**Source data**
PR #439, opened 2025-11-07
[WIP] SLO Aware Routing support

RishabhSaini:
go.mod: update GAIE to slo aware routing branch
pkg/plugins/scorer: Make it compile with the new interface

### DIFF
--- a/go.mod
+++ b/go.mod
@@ -24,7 +24,7 @@ require (
 	sigs.k8s.io/gateway-api-inference-extension v1.0.0
 )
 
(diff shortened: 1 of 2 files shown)


go.mod
```diff
@@ -24,6 +24,8 @@ require (
 	sigs.k8s.io/gateway-api-inference-extension v1.0.0
 )
 
+replace sigs.k8s.io/gateway-api-inference-extension => github.com/RishabhSaini/gateway-api-inference-extension v0.0.0-20251107192434-0e0db125e842
```
zdtsw: since we've got https://github.com/kubernetes-sigs/gateway-api-inference-extension/pull/1839 in, should we use that one instead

**Work order**
Wherever a line above contains "sigs", copy that line.

**Result of the task**
 	sigs.k8s.io/gateway-api-inference-extension v1.0.0
 	sigs.k8s.io/gateway-api-inference-extension v1.0.0
+replace sigs.k8s.io/gateway-api-inference-extension => github.com/RishabhSaini/gateway-api-inference-extension v0.0.0-20251107192434-0e0db125e842
zdtsw: since we've got https://github.com/kubernetes-sigs/gateway-api-inference-extension/pull/1839 in, should we use that one instead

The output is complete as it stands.